■ Entries shown
PR #194, opened 2025-05-07
Allow transitive compilation of resources

Brendan-Reid1991:
## Description

This PR adds a keyword to `bartiq._compile.compile`, `transitive_resources: bool`, which allows "partial compiation" of a routine. Rather than the root and it's children having their expressions defined fully in the backend expression type (and the simplifications that occur in the background), they are instead defined "transitively" such that a resource will have a value like `child_a.resource + child_b.resource`. During evaluation then, these transitive resources are unwrapped and full, complete expressions are created. 

For example, given an uncompiled routine `A`, the following is valid:
```
from bartiq import compile_routine, evaluate

transitive_compilation: CompiledRoutine = compile_routine(A, transitive_resources=True)
full_compilation: CompiledRoutine = compile_routine(A, transitive_resources=False)

transitive_compilation == full_compilation
>>> False

evaluate(transitive_compilation, {}).routine == full_compilation
>>> True

```


dexter2206 (approved):
Good stuff.

src/bartiq/compilation/_compile.py
```diff
@@ -135,6 +142,8 @@ def compile_routine(
             Each dictionary should contain the derived resource's name, type
             and the function mapping a routine to the value of resource.
         skip_verification: flag indicating whether verification of the routine should be skipped.
+        transitive_resources: flag indicating if resource expressions should be compiled only transitively, i.e.
```
mstechly, line 145: I don't like the name here.
`transitive_resources`, as it's a noun which sounds like an actual object you would pass and not just a flag.
I'm trying to think of a better name, but it's hard. `transitive_resources_flag` is a bit long + `skip_verification` doesn't have a word "flag".
Maybe `skip_resource_unrolling`?
Thoughts?

src/bartiq/compilation/_compile.py
```diff
@@ -223,11 +242,11 @@ def _process_repeated_resources(
         assert resource_name in child_resources
         assert backend.serialize(resource.value) == f"{children[0].name}.{resource.name}"
     for resource in child_resources.values():
-        if resource.type == "additive":
+        if resource.type == ResourceType.additive:
```
mstechly, line 245: Thank you!

tests/compilation/data/compile/transitive_resources.yaml
```diff
@@ -0,0 +1,1645 @@
+- - program:
```
mstechly, line 1: **suggestion**: It would be nice to have some short comments describing each test case.
It's not obvious how the first two test cases are different from each other from just looking at them.

tests/compilation/test_compile.py
```diff
@@ -13,36 +13,37 @@
...
-def test_compile(routine, expected_routine, backend):
-    compiled_routine = compile_routine(routine, skip_verification=False, backend=backend).to_qref()
+def test_compile_with_no_transitive_resources(routine, expected_routine, backend):
+    compiled_routine = compile_routine(
+        routine, skip_verification=False, backend=backend, transitive_resources=False
+    ).to_qref()
     assert compiled_routine == expected_routine
 
 
+@pytest.mark.filterwarnings("ignore:Found the following issues with the provided routine")
```
mstechly, line 38: **question**: Why do we need this ignore?

tests/compilation/test_compile.py
```diff
@@ -249,20 +272,13 @@ def test_compilation_works_as_expected_in_presence_of_large_number_of_children(b
...
     assert (
         list(compilation_result.resources) == ["t_count", "foo"]
-        and backend.serialize(compilation_result.resources["t_count"].value) == expected_t_count
-        and backend.serialize(compilation_result.resources["foo"].value) == expected_foo
+        and backend.serialize(compilation_result.resources["t_count"].value) == backend.serialize(expected_t_count)
+        and backend.serialize(compilation_result.resources["foo"].value) == backend.serialize(expected_foo)
     )
+
+
+if __name__ == "__main__":
```
mstechly, line 283: Not needed, please remove.

tests/compilation/test_compile.py
```diff
@@ -249,20 +272,13 @@ def test_compilation_works_as_expected_in_presence_of_large_number_of_children(b
...
-    # expected_t_count = " + ".join(f"{child_name}.t_count" for child_name in sorted_child_names)
-    # expected_foo = "*".join(f"{child_name}.foo" for child_name in sorted_child_names)
-    compilation_result = compile_routine(routine, backend=backend).routine
-
+    compilation_result = compile_routine(routine, backend=backend, transitive_resources=transitive_resources).routine
     assert (
         list(compilation_result.resources) == ["t_count", "foo"]
-        and backend.serialize(compilation_result.resources["t_count"].value) == expected_t_count
-        and backend.serialize(compilation_result.resources["foo"].value) == expected_foo
+        and backend.serialize(compilation_result.resources["t_count"].value) == backend.serialize(expected_t_count)
```
mstechly, line 278: **question**: Why do you need to serialize it if it's a string?

tests/compilation/test_derived_resources.py
```diff
@@ -119,7 +119,9 @@ def test_highwater_of_an_empty_routine_is_zero():
     assert compiled_routine.resources["qubit_highwater"].value == 0
 
 
-def test_additive_derived_resources_are_processed_correctly():
+@pytest.mark.parametrize("transitive_resources", [True, False])
+def test_additive_derived_resources_are_processed_correctly(transitive_resources):
+    test_resource = "test_resource"
```
mstechly, line 124: **nitpick**: I'd rename it to `resource_name`.

tests/compilation/test_derived_resources.py
```diff
@@ -138,20 +140,27 @@ def test_additive_derived_resources_are_processed_correctly():
...
+    derived_resources = [{"name": test_resource, "type": "additive", "calculate": add_test_resource}]
+    compilation_result = compile_routine(
+        input_routine, derived_resources=derived_resources, transitive_resources=transitive_resources
+    )
+    compiled_routine = compilation_result.routine
+    backend = compilation_result._backend
+    assert (
+        compiled_routine.resources[test_resource].value == 17
+        if not transitive_resources
+        else backend.as_expression("+".join(f"{child}.{test_resource}" for child in compiled_routine.children))
```
mstechly, line 165: **question**: For non-transitive case, I'd also expect the top-level to evaluate to a number, no?

tests/compilation/test_repetitions.py
```diff
@@ -253,18 +253,23 @@ def test_closed_form_sequence_works_when_sum_and_prod_unspecified(sum_none, prod
             compiled_routine = compile_routine(routine).routine
 
 
-def test_custom_sequence_throws_error_when_replacing_iterator_symbol(backend):
+@pytest.mark.parametrize("transitive_resources", [True, False])
```
mstechly, line 256: **issue**: I don't see the point of adding `transitive_resources=True` to this test case, if we have to add if statements to handle it.
It's not expected behaviour that we throw an error here, so we don't need to test it 🤷‍♂️

mstechly (changes requested):

src/bartiq/compilation/_compile.py
Brendan-Reid1991: How about `allow_transitive_resources`?

tests/compilation/test_compile.py
Brendan-Reid1991: It was included in the above test case `test_compile_with_no_transitive_resources` (previously just `test_compile`) which I copied. I took it for granted that it was there for a good reason! But it seems that removing that warning from both tests does not cause any issue.

tests/compilation/test_compile.py
Brendan-Reid1991: Yeah there is no need to, this is a mistake 😅

tests/compilation/test_derived_resources.py
Brendan-Reid1991: For the *non-transitive* case it does evaluate to a number, but for the transitive case we should not expect it to evaluate to a number.

tests/compilation/test_repetitions.py
Brendan-Reid1991: This was one of the tests that failed when I implemented the changes, so I figured it should pass for both the previous behaviour and the new, default behaviour. This test is two-in-one (as it is checking for two `raises`) and the second error is raised correctly, so I'm happy to split this into two tests where one is only for non-transitive resources.

tests/compilation/data/compile/transitive_resources.yaml
Brendan-Reid1991: done!

src/bartiq/compilation/_compile.py
Brendan-Reid1991: Alternatives:
- `transitive_compile =True`
- `compact_resource_expressions = True`
- `transitive_expressions = True`
- `resource_expressions: Literal['transitive', 'full'] = 'transitive'`

mstechly: I think `allow_transitive_resources` sounds good. @dexter2206 ?

tests/compilation/test_derived_resources.py
mstechly: Oh ok, I got confused, looks good 👌

mstechly (approved):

■ About this task
Reproduce the entire listing word for word.

■ Task answer
PR #194, opened 2025-05-07
Allow transitive compilation of resources

Brendan-Reid1991:
## Description

This PR adds a keyword to `bartiq._compile.compile`, `transitive_resources: bool`, which allows "partial compiation" of a routine. Rather than the root and it's children having their expressions defined fully in the backend expression type (and the simplifications that occur in the background), they are instead defined "transitively" such that a resource will have a value like `child_a.resource + child_b.resource`. During evaluation then, these transitive resources are unwrapped and full, complete expressions are created. 

For example, given an uncompiled routine `A`, the following is valid:
```
from bartiq import compile_routine, evaluate

transitive_compilation: CompiledRoutine = compile_routine(A, transitive_resources=True)
full_compilation: CompiledRoutine = compile_routine(A, transitive_resources=False)

transitive_compilation == full_compilation
>>> False

evaluate(transitive_compilation, {}).routine == full_compilation
>>> True

```


dexter2206 (approved):
Good stuff.

src/bartiq/compilation/_compile.py
```diff
@@ -135,6 +142,8 @@ def compile_routine(
             Each dictionary should contain the derived resource's name, type
             and the function mapping a routine to the value of resource.
         skip_verification: flag indicating whether verification of the routine should be skipped.
+        transitive_resources: flag indicating if resource expressions should be compiled only transitively, i.e.
```
mstechly, line 145: I don't like the name here.
`transitive_resources`, as it's a noun which sounds like an actual object you would pass and not just a flag.
I'm trying to think of a better name, but it's hard. `transitive_resources_flag` is a bit long + `skip_verification` doesn't have a word "flag".
Maybe `skip_resource_unrolling`?
Thoughts?

src/bartiq/compilation/_compile.py
```diff
@@ -223,11 +242,11 @@ def _process_repeated_resources(
         assert resource_name in child_resources
         assert backend.serialize(resource.value) == f"{children[0].name}.{resource.name}"
     for resource in child_resources.values():
-        if resource.type == "additive":
+        if resource.type == ResourceType.additive:
```
mstechly, line 245: Thank you!

tests/compilation/data/compile/transitive_resources.yaml
```diff
@@ -0,0 +1,1645 @@
+- - program:
```
mstechly, line 1: **suggestion**: It would be nice to have some short comments describing each test case.
It's not obvious how the first two test cases are different from each other from just looking at them.

tests/compilation/test_compile.py
```diff
@@ -13,36 +13,37 @@
...
-def test_compile(routine, expected_routine, backend):
-    compiled_routine = compile_routine(routine, skip_verification=False, backend=backend).to_qref()
+def test_compile_with_no_transitive_resources(routine, expected_routine, backend):
+    compiled_routine = compile_routine(
+        routine, skip_verification=False, backend=backend, transitive_resources=False
+    ).to_qref()
     assert compiled_routine == expected_routine
 
 
+@pytest.mark.filterwarnings("ignore:Found the following issues with the provided routine")
```
mstechly, line 38: **question**: Why do we need this ignore?

tests/compilation/test_compile.py
```diff
@@ -249,20 +272,13 @@ def test_compilation_works_as_expected_in_presence_of_large_number_of_children(b
...
     assert (
         list(compilation_result.resources) == ["t_count", "foo"]
-        and backend.serialize(compilation_result.resources["t_count"].value) == expected_t_count
-        and backend.serialize(compilation_result.resources["foo"].value) == expected_foo
+        and backend.serialize(compilation_result.resources["t_count"].value) == backend.serialize(expected_t_count)
+        and backend.serialize(compilation_result.resources["foo"].value) == backend.serialize(expected_foo)
     )
+
+
+if __name__ == "__main__":
```
mstechly, line 283: Not needed, please remove.

tests/compilation/test_compile.py
```diff
@@ -249,20 +272,13 @@ def test_compilation_works_as_expected_in_presence_of_large_number_of_children(b
...
-    # expected_t_count = " + ".join(f"{child_name}.t_count" for child_name in sorted_child_names)
-    # expected_foo = "*".join(f"{child_name}.foo" for child_name in sorted_child_names)
-    compilation_result = compile_routine(routine, backend=backend).routine
-
+    compilation_result = compile_routine(routine, backend=backend, transitive_resources=transitive_resources).routine
     assert (
         list(compilation_result.resources) == ["t_count", "foo"]
-        and backend.serialize(compilation_result.resources["t_count"].value) == expected_t_count
-        and backend.serialize(compilation_result.resources["foo"].value) == expected_foo
+        and backend.serialize(compilation_result.resources["t_count"].value) == backend.serialize(expected_t_count)
```
mstechly, line 278: **question**: Why do you need to serialize it if it's a string?

tests/compilation/test_derived_resources.py
```diff
@@ -119,7 +119,9 @@ def test_highwater_of_an_empty_routine_is_zero():
     assert compiled_routine.resources["qubit_highwater"].value == 0
 
 
-def test_additive_derived_resources_are_processed_correctly():
+@pytest.mark.parametrize("transitive_resources", [True, False])
+def test_additive_derived_resources_are_processed_correctly(transitive_resources):
+    test_resource = "test_resource"
```
mstechly, line 124: **nitpick**: I'd rename it to `resource_name`.

tests/compilation/test_derived_resources.py
```diff
@@ -138,20 +140,27 @@ def test_additive_derived_resources_are_processed_correctly():
...
+    derived_resources = [{"name": test_resource, "type": "additive", "calculate": add_test_resource}]
+    compilation_result = compile_routine(
+        input_routine, derived_resources=derived_resources, transitive_resources=transitive_resources
+    )
+    compiled_routine = compilation_result.routine
+    backend = compilation_result._backend
+    assert (
+        compiled_routine.resources[test_resource].value == 17
+        if not transitive_resources
+        else backend.as_expression("+".join(f"{child}.{test_resource}" for child in compiled_routine.children))
```
mstechly, line 165: **question**: For non-transitive case, I'd also expect the top-level to evaluate to a number, no?

tests/compilation/test_repetitions.py
```diff
@@ -253,18 +253,23 @@ def test_closed_form_sequence_works_when_sum_and_prod_unspecified(sum_none, prod
             compiled_routine = compile_routine(routine).routine
 
 
-def test_custom_sequence_throws_error_when_replacing_iterator_symbol(backend):
+@pytest.mark.parametrize("transitive_resources", [True, False])
```
mstechly, line 256: **issue**: I don't see the point of adding `transitive_resources=True` to this test case, if we have to add if statements to handle it.
It's not expected behaviour that we throw an error here, so we don't need to test it 🤷‍♂️

mstechly (changes requested):

src/bartiq/compilation/_compile.py
Brendan-Reid1991: How about `allow_transitive_resources`?

tests/compilation/test_compile.py
Brendan-Reid1991: It was included in the above test case `test_compile_with_no_transitive_resources` (previously just `test_compile`) which I copied. I took it for granted that it was there for a good reason! But it seems that removing that warning from both tests does not cause any issue.

tests/compilation/test_compile.py
Brendan-Reid1991: Yeah there is no need to, this is a mistake 😅

tests/compilation/test_derived_resources.py
Brendan-Reid1991: For the *non-transitive* case it does evaluate to a number, but for the transitive case we should not expect it to evaluate to a number.

tests/compilation/test_repetitions.py
Brendan-Reid1991: This was one of the tests that failed when I implemented the changes, so I figured it should pass for both the previous behaviour and the new, default behaviour. This test is two-in-one (as it is checking for two `raises`) and the second error is raised correctly, so I'm happy to split this into two tests where one is only for non-transitive resources.

tests/compilation/data/compile/transitive_resources.yaml
Brendan-Reid1991: done!

src/bartiq/compilation/_compile.py
Brendan-Reid1991: Alternatives:
- `transitive_compile =True`
- `compact_resource_expressions = True`
- `transitive_expressions = True`
- `resource_expressions: Literal['transitive', 'full'] = 'transitive'`

mstechly: I think `allow_transitive_resources` sounds good. @dexter2206 ?

tests/compilation/test_derived_resources.py
mstechly: Oh ok, I got confused, looks good 👌

mstechly (approved):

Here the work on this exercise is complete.